What the exercise asks :: All lines holding the string "flag" should be copied from the data below.

++++ Material for this exercise

PR #539, opened 2017-12-13
Lisp_Subr now knows whether a function is defined in C or Rust

### LINKED ISSUE #259: C-h f on a Rust primitive shows 'in C source code'
Jumping to definition works, however.

shaleh:
This allows `describe-function` to report whether a function is
defined in C or Rust.

Closes #259


shaleh:
Good question. I added the bit I needed to the end of the struct. So likely this is ok.

There is no reference to `Lisp_Subr` in the ML code. There is also no reference to Lisp_Subr in @DavidDeSimone 's PR #516 allowing the same from Rust.

Did I miss something?

shaleh:
From how I read the Emacs code, if you define a function within an external module the code treats it as if it was defined within Lisp code. So it will not try to wind back to the FFI module.

shaleh:
Talking in the Gitter channel I dug a little deeper.

External modules end up calling an exposed function `make_module_function` which they see as `make_function`. This creates a `Lisp_Module_Function` struct in Emacs which has a pointer to the user's function, arity info, etc. No `Lisp_Subr` is involved. Unless I am really missing something that struct is only created by either the `DEFUN` C macro or the Rust `lisp_fn` macro.

This means external code should never need to know about `Lisp_Subr`. If anyone has poked their head behind the curtain that far they will just have to recompile their code. No big deal.

Wilfred:
@db48x by the way, you should have received an invite to be a collaborator on the Remacs repo, so your approvals allow PRs to merged. It looks like you haven't accepted yet.

PR #541, opened 2017-12-14
implements LispObj::from(&str)

db48x:
This depends on #539, which introduces a call to build_string and all the attendant hoops, prompting me to write this.

### DIFF
--- a/rust_src/src/data.rs
+++ b/rust_src/src/data.rs
@@ -1,7 +1,5 @@
 //! data helpers
 
-use std::ffi::CString;
-
 use remacs_macros::lisp_fn;
 use remacs_sys::{Lisp_Misc_Type, Lisp_Type, PseudovecType};
 use remacs_sys::{Lisp_Subr_Lang_C, Lisp_Subr_Lang_Rust};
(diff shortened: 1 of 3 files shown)


shaleh:
Toggling build

db48x:
The From trait is basically the Rust convention for type conversions, and `from_str` would conflict with the method name for the FromStr trait, which is about parsing a string and returning some kind of object.

db48x:
Also, I was going to delete from_bool, from_fixnum, etc and make different From trait impls.

shaleh:
I thought we talked about that in a PR. Maybe it was in the Gitter channel. There was concern about `::from` working for all types if I recall. It might confuse the typing. Or maybe it was just concern over using `foo.into()` instead of `::from(foo)`.

Before you start the code, look at the history. `from_bool` and `from_float` are nearly a year old. So they are not a good indicator of current thinking.

db48x:
That's a good point; I haven't really looked at the history. Also, there's the slightly sticky problem of integers; sometimes an integer identifies a LispObject, and other times we might want a LispObject whose value is the integer.

Wilfred:
There was some discussion about `From` in #371.

shaleh:
Kicking the build

shaleh:
Your nemesis rustfmt strikes again!

PR #547, opened 2017-12-19
Automatically convert arguments to native Rust types when possible

db48x:
Not every type can currently be converted, but new types can be handled simply by adding an impl From<LispObject> for them.

Return values are not currently handled, but could very easily be done in the same way as arguments, by adding an impl From<foo> for LispObject for all the relevant types. Some discussion of that will be necessary, however.

The automatic conversions signal the usual "argument type error" if the incoming arguments are of incompatible types. Functions which aren't supposed to signal an error, or which need to handle multiple argument types, should simply keep using LispObject.

I've not touched every single lisp_fn that we have, but some of the ones that are unchanged should stay as they are. For example, ffloor and fceiling take floats but not fixnums, and hence still take LispObjects rather than EmacsDoubles. Others are untouched because they take a symbol|string, or a buffer|string, etc. Perhaps some of those can be handled later with more clever typing, if they come up often.


rust_src/src/keymap.rs
```diff
@@ -77,7 +77,7 @@ pub fn lookup_key(keymap: LispObject, key: LispObject, accept_default: LispObjec
         });
         idx += 1;
 
-        if c.is_cons() && lucid_event_type_list_p(c) {
+        if c.is_cons() && lucid_event_type_list_p(Option::<LispCons>::from(c)) {
```
shaleh: Isn't this `c.as_cons()`?

shaleh:
This PR reinvigorates the question about using `into()` instead of `::from()`.

rust_src/src/keymap.rs
db48x: well, technically I suppose it's c.as_cons_or_error()

db48x:
Yea, now that you mention it... calling `into` here might be a better choice than calling `from`, because it would eliminate the hack of mangling the type. I'll try it out.

shaleh:
Rustfmt bit you. Consider adding the pre-commit hook to catch this.

README.md
```diff
@@ -275,6 +275,40 @@ fn numberp(object: LispObject) -> LispObject {
 }
 ```
 
+Additinally, `lisp_fn` can automatically translate LispObjects passed
```
shaleh: Typo. `Additionally`

README.md
```diff
@@ -275,6 +275,40 @@ fn numberp(object: LispObject) -> LispObject {
...
+pub fn atan(y: EmacsDouble, x: Option<EmacsDouble>) -> EmacsDouble {
+    match x {
+        None => y.atan(),
+        Some(x) => y.atan2(x)
+    }
+}
+```
+
+The automatic translation signals a Lisp argument-type error if it
+sees an argument of the wrong type, so LispObjects are still the
```
shaleh: Comma splice. End the sentence at the comma and drop the 'so'.

rust_src/src/crypto/mod.rs
```diff
@@ -122,20 +123,21 @@ fn get_coding_system_for_buffer(
...
         /* If we still have not decided a coding system, use the
            default value of buffer-file-coding-system. */
-        return LispObject::from(buffer.buffer_file_coding_system);
+        return LispObject::from_raw(buffer.buffer_file_coding_system);
     }
-    let sscsf = LispObject::from(unsafe { globals.f_Vselect_safe_coding_system_function });
-    if fboundp(sscsf).is_not_nil() {
+    let sscsf =
+        LispObject::from_raw(unsafe { globals.f_Vselect_safe_coding_system_function });
+    if fboundp(LispSymbolRef::from(sscsf)).is_not_nil() {
```
shaleh: Again, `as_symbol_or_error`? Or maybe the right thing is to call `Ffboundp`. The leading `F` should take the LispObject and perform the transforms on it as if called from Lisp.

rust_src/src/ffi.rs
```diff
@@ -35,13 +35,17 @@ pub extern "C" fn arithcompare(
...
+        LispObject::from_raw(obj2),
+        comparison,
+    );
     result.to_raw()
 }
 
 #[no_mangle]
 pub extern "C" fn lucid_event_type_list_p(event: Lisp_Object) -> bool {
-    keyboard::lucid_event_type_list_p(LispObject::from(event))
+    keyboard::lucid_event_type_list_p(Option::<LispCons>::from(LispObject::from_raw(event)))
```
shaleh: `LispObject::from_raw(event).as_cons()` right?

rust_src/src/keyboard.rs
```diff
@@ -109,25 +109,25 @@ pub fn posn_at_x_y(
...
+        if first.eq(LispObject::from_raw(Qhelp_echo))
+            || first.eq(LispObject::from_raw(Qvertical_line))
+            || first.eq(LispObject::from_raw(Qmode_line))
+            || first.eq(LispObject::from_raw(Qheader_line))
+        {
+            return false;
+        }
 
-    let mut it = event.iter_cars_safe();
+        let mut it = event.as_obj().iter_cars_safe();
```
shaleh: Here is that inconsistency we talked about. This one is `as_obj` elsewhere it is `as_lisp_obj`

rust_src/src/crypto/mod.rs
db48x: No, `fboundp` checks if a symbol has a function definition. `boundp` checks to see if it has a value, but here we care that the value is also not nil.

db48x:
Sean, bisecting this failure shows that it only happens when using your implementation of `char-to-string`. I notice that `write-codepoint` and `CHAR_STRING` do not encode characters the same way; presumably that's the cause.

db48x:
Nevermind, I'm just dumb or sleep-deprived.

PR #548, opened 2017-12-20
Update icons with proper transparency

shaleh:


Dietr1ch:
I noted that the icons looked blurry, and confirmed that using the `-density 1536` flag improved them a lot

shaleh:
I ignored your `density` flag because I could not find good info on it. The examples I saw appeared to match the DPI of the image. Which is `90` for the SVG. But you are right, 1536 looks much better. I will update #548. Thank you again.

shaleh:
After fussing around and doing some research I gave up on ImageMagick and used rsvg directly. ImageMagick was delegating to it if the library was installed. This yields good looking output AND smaller images. So it is a win all the way around.

shaleh:
For anyone interested.

The density option basically fools the ImageMagick engine into handling the resizing in a more optimal way. Basically it is an arbitrary `$LARGE_VALUE` that tricks the rendering.

PR #325, opened 2017-09-24
port process stuff

brotzeit:

PR #549, opened 2017-12-20
Port thread-alive-p.

jaccarmac:
Address #422.

#325 is an older PR but I used it as a guide on how the thread functions are being ported. PR could probably use some work before getting merged so I've put what I have so far (simple stuff right now) for critique. Specifically it would be nice to avoid the mucking around with `std::ptr::null_mut`, I saw that the field I'm using it for is marked TODO in the thread struct anyway, not sure what future plans are on that.

And are the boolean conversions in match necessary for returning Lisp objects? I was surprised at the lack of a `From` impl for `bool` to `LispObject`.

### DIFF
--- a/rust_src/src/threads.rs
+++ b/rust_src/src/threads.rs
@@ -24,6 +24,11 @@ impl ThreadStateRef {
     pub fn name(self) -> LispObject {
         LispObject::from_raw(self.name)
     }
+
+    #[inline]
+    pub fn is_alive(self) -> bool {
+        !self.m_specpdl.is_null()
+    }
 }
 
 /// Return the name of the THREAD.
@@ -31,6 +36,12 @@ impl ThreadStateRef {
 #[lisp_fn]
 pub fn thread_name(thread: ThreadStateRef) -> LispObject {
     thread.name()
+}
+
+/// Return t if THREAD is alive, or nil if it has exited.
+#[lisp_fn]
+pub fn thread_alive_p(thread: LispObject) -> bool {
+    thread.as_thread_or_error().is_alive()
 }
 
 include!(concat!(env!("OUT_DIR"), "/threads_exports.rs"));
--- a/src/thread.c
+++ b/src/thread.c
@@ -854,18 +854,6 @@ or `thread-join' in the target thread.  */)
   return Qnil;
 }
 
-DEFUN ("thread-alive-p", Fthread_alive_p, Sthread_alive_p, 1, 1, 0,
-       doc: /* Return t if THREAD is alive, or nil if it has exited.  */)
-  (Lisp_Object thread)
-{
-  struct thread_state *tstate;
-
-  CHECK_THREAD (thread);
-  tstate = XTHREAD (thread);
-
-  return thread_alive_p (tstate) ? Qt : Qnil;
-}
-
 DEFUN ("thread--blocker", Fthread_blocker, Sthread_blocker, 1, 1, 0,
        doc: /* Return the object that THREAD is blocking on.
 If THREAD is blocked in `thread-join' on a second thread, return that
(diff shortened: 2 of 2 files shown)


rust_src/src/threads.rs
```diff
@@ -24,6 +25,14 @@ impl ThreadStateRef {
     pub fn name(self) -> LispObject {
         LispObject::from(self.name)
     }
+
+    #[inline]
+    pub fn alive_p(self) -> LispObject {
+        match self.m_specpdl == ptr::null_mut() {
+            true => LispObject::constant_nil(),
+            false => LispObject::constant_t(),
+        }
```
db48x: You could also just do an if/else, but this will work just fine.

db48x:
`From` trait impls are probably coming soon enough; see #547 for what that looks like.

rust_src/src/threads.rs
```diff
@@ -24,6 +25,14 @@ impl ThreadStateRef {
     pub fn name(self) -> LispObject {
         LispObject::from(self.name)
     }
+
+    #[inline]
+    pub fn alive_p(self) -> LispObject {
```
shaleh: Methods in the Rust code need to follow Rust naming standards instead of elisp standards. This method should be named `is_alive`.

While the match code below is valid, an if/else would match the rest of the code better.

Consider having this routine return a bool and performing the t/nil conversion in the `lisp_fn`. Then you do not need an if/else here.

rust_src/src/threads.rs
```diff
@@ -33,4 +42,10 @@ pub fn thread_name(thread: LispObject) -> LispObject {
     thread.as_thread_or_error().name()
 }
 
+/// Return t if THREAD is alive, or nil if it has exited.
+#[lisp_fn]
+pub fn thread_alive_p(thread: LispObject) -> LispObject {
```
shaleh: This has to follow the elisp convention and is fine as is.

rust_src/src/threads.rs
jaccarmac: Yeah, the if/else is definitely more idiomatic. On it.

rust_src/src/threads.rs
```diff
@@ -24,6 +25,11 @@ impl ThreadStateRef {
     pub fn name(self) -> LispObject {
         LispObject::from(self.name)
     }
+
+    #[inline]
+    pub fn is_alive(self) -> bool {
+        self.m_specpdl != ptr::null_mut()
```
jaccarmac: Would it be worth instantiating our own copy of `ptr::null_mut()` in one of the Remacs libs and using it to check nulls or is the use of `std::ptr` expected where null checks need to be performed?

shaleh: `ptr::null` and `null_mut` are the idiomatic wau of dealing with pointers instead of checking agsinst zero. It is analagous to `NULL` in C.

jaccarmac:
All right, in that case everything should be square at this point!

jaccarmac:
Followed Clippy's suggestion to remove the `std::ptr` reference with `is_null`.

Updated to the most recent master and abused the new `From` impls to eliminate the conditional.

rust_src/src/threads.rs
shaleh: Using the updated support in `lisp_fn` this can be simplified to:

    pub fn thread_alive_p(thread: ThreadStateRef) -> bool {
        thread.is_alive()
    }

You just need to add an `impl` for the `From` interface if there is not already one.

jaccarmac: Didn't realize `lisp_fn` had been changed as well, thanks for the heads-up!

jaccarmac:
Return type changed and the explicit `LispObject` conversion removed.

PR #551, opened 2017-12-24
Use the new `decode_config_slice` in base64 0.9.0

shaleh:
Add elisp tests.
Update Rust tests.

### DIFF
--- a/rust_src/src/base64.rs
+++ b/rust_src/src/base64.rs
@@ -1,6 +1,6 @@
 //! Base64 de- and encoding functions.
 
-use libc::{c_char, c_uchar, ptrdiff_t};
+use libc::{c_char, c_uchar};
 use std::ptr;
 use std::slice;
 
@@ -17,12 +17,12 @@ use strings::MIME_LINE_LENGTH;
 #[no_mangle]
 pub extern "C" fn base64_encode_1(
     from: *const c_char,
-    in_length: ptrdiff_t,
+    in_length: usize,
     to: *mut c_char,
-    out_length: ptrdiff_t,
+    out_length: usize,
     line_break: bool,
     multibyte: bool,
-) -> ptrdiff_t {
+) -> isize {
     let config = if line_break {
         // base64_crate::MIME, but with LF instead of CRLF
         base64_crate::Config::new(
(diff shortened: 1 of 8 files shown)


rust_src/src/base64.rs
```diff
@@ -243,10 +248,8 @@ bWFpbGluZyBsaXN0cywgc2VlIDxodHRwOi8vbGlzdHMuZ251Lm9yZy8+LgoK";
 #[lisp_fn(min = "1")]
 pub fn base64_encode_string(mut string: LispStringRef, no_line_break: bool) -> LispObject {
     // We need to allocate enough room for the encoded text
-    // We will need 33 1/3% more space, plus a newline every 76 characters(MIME_LINE_LENGTH)
-    // and then round up
     let length = string.len_bytes();
-    let mut allength: ptrdiff_t = length + length / 3 + 1;
+    let mut allength: ptrdiff_t = length * 4 / 3 + 4;
```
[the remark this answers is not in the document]
shaleh: I understand. Yeah, this should be a function.

The code is straight from the computation comments in the base64 crate. The Emacs math was not always good enough so there were checks for when the decoding or encoding exceeded the allocated block.

Rust is smart enough to not need the parens that C might require. The math is ((x * 4) / 3) + 4. And a similar but inverted version for the inverse operation.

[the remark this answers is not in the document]
shaleh: The upstream was loath to export this computation as part of the API. I wish they would have.

rust_src/src/base64.rs
```diff
@@ -271,19 +288,26 @@ pub fn base64_encode_string(mut string: LispStringRef, no_line_break: bool) -> L
 /// Base64-decode STRING and return the result.
 #[lisp_fn]
 pub fn base64_decode_string(mut string: LispStringRef) -> LispObject {
-    let length = string.len_bytes();
+    let length = (string.len_bytes() + 3) / 4 * 3;
```
db48x: use `compute_decode_size` here

rust_src/src/base64.rs
```diff
@@ -68,32 +68,37 @@ pub extern "C" fn base64_encode_1(
...
             // Decode non-ASCII bytes into UTF-8 pairs.
-            let s: String = decoded.iter().map(|&byte| byte as char).collect();
+            let s: String = decoded[..decoded_length]
+                .iter()
+                .map(|&byte| byte as char)
+                .collect();
+            let s_len = s.len();
             unsafe {
-                ptr::copy_nonoverlapping(s.as_ptr(), to as *mut u8, s.len());
+                ptr::copy_nonoverlapping(s.as_ptr(), to as *mut u8, s_len);
```
db48x: Can't we skip this copy? We should be able to decode directly into the `to` buffer...

shaleh: I had weird failures when I tried so I put it back. I will look at it again.

rust_src/src/base64.rs
shaleh: Thanks, I thought I had that one....

rust_src/src/base64.rs
shaleh: We do decode directly into `to`. It is named `decoded` since I had to make it a slice in Rust.

The issue is we have to handle the Emacs multibyte transcoding. The else hard does exactly as you suggest and simply uses `to`.

db48x:
looks like a merge from master would fix this.

shaleh:
Trying again

shanavas786:
@shaleh you can send these elisp tests upstream too.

++++++++

Answer section ::
I noted that the icons looked blurry, and confirmed that using the `-density 1536` flag improved them a lot
I ignored your `density` flag because I could not find good info on it. The examples I saw appeared to match the DPI of the image. Which is `90` for the SVG. But you are right, 1536 looks much better. I will update #548. Thank you again.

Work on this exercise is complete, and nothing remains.